Wednesday, November 23, 2011

How to talk to your crazy uncle about right-to-work for less

I listen to Rush Limbaugh.
Most of us are saddled with them: the relatives who listen to Rush Limbaugh, watch Fox News and repeat their poison over the Thanksgiving turkey. Attacks on unions are high on the agenda this year, so you may be hearing about the virtues of right-to-work for less laws.

Here's a handy guide for talking to that crazy uncle about right-to-work for less. Remember, a one-on-one conversation has power (especially if you win). Take special note, Hoosiers:

• Special interests and the politicians they bought are trying to break the back of the middle class.  That's what right-to-work for less is all about.
• CEOs make more money when they destroy worker’s rights, but that puts the economy out of balance. You need a prosperous middle class to buy the products that businesses produce.
• Let’s be honest. We all know this isn’t about jobs. If it were, middle-class families in states that have passed right-to-work for less laws would be better off. They’re not.
• The real motive behind right-to-work is to destroy unions. Corporations want complete control of state government, and unions are the only thing standing in their way.

He says: Jobs are growing in right-to-work states, and we need to give our communities the economic tools needed to grow and attract jobs.
You say: We do need to rebuild our state. We need to invest in our kids, in our communities’ schools, in the health and safety of our citizens. We need good jobs that can support a family. But so-called right-to-work laws do not create jobs.

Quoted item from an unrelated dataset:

PR #456, opened 2020-05-30
DP: Fixed Dialga (1), Implemented 2-50

starg09:
Electivire (DP 3) is partially implemented, missing a way to check for Elekid as a pre-evolution. This will be needed for multiple cards in this set and future ones. **(Edit: Testing a potential solution on Roserade, just added to the PR)**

They hurt the economy and they hurt workers.

He Says: It’s wrong to force people to contribute part of their paycheck to something they don’t believe in at risk of losing their jobs. (or) It’s unfair to force people to join a union and pay dues if they disagree with the union’s agenda.
You Say: Each person who benefits directly from union representation should pay their fair share of the cost of that representation. (Also: People in the workforce pay all kinds of professional licensing fees and dues that are compulsory -- and that enable them to earn higher wages.)

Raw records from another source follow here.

PR #458, opened 2020-05-30
Clefable RCL 75 - Correct ability text in log

flagrama:
I over-removed when fixing the ability. Without powerUsed the "used
ability" text doesn't seem to appear in the game log, which is certainly
problematic.

Whoops.


flagrama:
Also, I suppose that any ability that doesn't display text when it is used is technically a bug?

PR #467, opened 2020-05-30
Fix build maybe

ufodynasty:
The metronome code looked good so im guessing there was a missing import. It wasn’t obvious to me which import was missing so I included everything that was in pokemod that wasn’t in this as the same code works properly there.


starg09:
Ok that works. Was about to PR myself, but with only DET (which copies attacks in a similar fashion to metronome, and only 4 imports)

He Says: We need to stand up to the unions that are hurting our state. (He'll give an example of a government worker who makes a lot of overtime or has a large pension.)
You Say: The economy collapsed because of Wall Street recklessness and CEO greed. PIVOT. And what matters most now is that politicians work together to put people back to work in good jobs. We don’t need to wreck good middle-class jobs while dividing our state the way Wisconsin and Ohio were divided.

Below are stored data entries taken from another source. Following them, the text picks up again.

PR #472, opened 2020-05-31
More DP Fixes and Baby Check Implementation on 3, 18 & 37

starg09:
Electivire specifically will need testing, see if the Poké-Power works consistently.

Fixes:

* Missing `def` on Lopunny (10) 
* Lopunny (10) now does bench damage on Flop.
* Medicham (32) now puts damage counters on bench instead of plain damage.
* Munchlax (33) gives a proper warning, and actually discards 2 cards before attacking.
* Noctowl (34) should now place the new prize facing up.
* Wobbuffet (35)... Hopefully this works, as of rn it ignored cards like Metal Goggles (TEU)
* Cascoon (44) throws an error when trying to give through [DEV], hoping this fixes it.
* Missing text on Grotle (49)
* Haunter (50) now does the "Defending Pokémon is Asleep" check on `attackRequirement`. Most attacks validate that way (and impede attacking for nothing), so switched it up.

### DIFF
--- a/src/tcgwars/logic/impl/gen4/DiamondPearl.groovy
+++ b/src/tcgwars/logic/impl/gen4/DiamondPearl.groovy
@@ -291,7 +291,13 @@ public enum DiamondPearl implements LogicCardInfo {
             text "As often as you like during your turn (before your attack), if Elekid is anywhere under Electivire, you may move a [L] Energy attached to your Pokémon to Electivire. This power can’t be used if Electivire is affected by a Special Condition."
             actionA {
               checkNoSPC()
-              //TODO: How to check for Elekid specifically? Can't reuse gen 3's "Stages of Evolution" implementation, since that's used on Electabuzz as a basic.
+              assert self.cards.findAll {it.name.contains("Elekid")} : "Elekid is not found under $self, you can't use this Poké-Power"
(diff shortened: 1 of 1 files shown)


src/tcgwars/logic/impl/gen4/DiamondPearl.groovy
```diff
@@ -1300,7 +1300,10 @@ public enum DiamondPearl implements LogicCardInfo {
             onAttack {
               flip {
                 targeted (defending) {
-                  defending.damage += self.damage
+                  //defending.damage += self.damage
+                  directDamage self.damage, defending
+                  def dc = self.damage / 10
+                  bc "Moved $dc damage counters from $self to $defending."
```
flagrama, line 1310: I think `directDamage` should already state how much damage it did to the defending Pokemon. Probably better repurposed to mention that it heals Wobbuffet

starg09: Yeah, it seems to do. I'm rewriting this entirely though, since wobbuffett actually moves the counters (so it doesn't count as healing, checking at some rulings).

Need to check on metal goggles, since it doesn't seem to work with the moving counters way however... (checked on Xerneas GX)

PR #537, opened 2020-06-03
Implemented Dialga 4's Adamant Orb held item

Grayahm:
Credit to starg09 :)


flagrama:
I notice that it states explicitly attacks from Dialga, but it doesn't look like the if statement checking the conditions actually checks that `it.from == self` and perhaps `self.active` to ensure that. As it is, I believe this would apply to all Pokémon, not just Dialga.

Grayahm:
Fixed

Some facts on right-to-work for less states:
  • In states that have right-to-work laws, workers have a lower standard of living, make an average of $1,500 less a year and are more likely to go without health insurance.
  • In Mississippi, Texas and Idaho, right-to-work laws left thousands of workers who contributed to their pensions for decades with broken promises and no retirement security.
  • Oklahoma is the only state to adopt a right-to-work law in the past decade. Lawmakers promised companies would relocate to Oklahoma because of it. They said there would be more jobs. Ten years later, jobs fell by 25 percent and the number of companies moving there dropped by 33 percent.
  • 8 of the 12 states with the highest unemployment rates are RTW states.
  • 6 of the 8 states that have the lowest wages are RTW states.
  • Rates of uninsured are 24 percent higher in RTW states.
  • Rates of uninsured children are 39 percent higher in RTW states.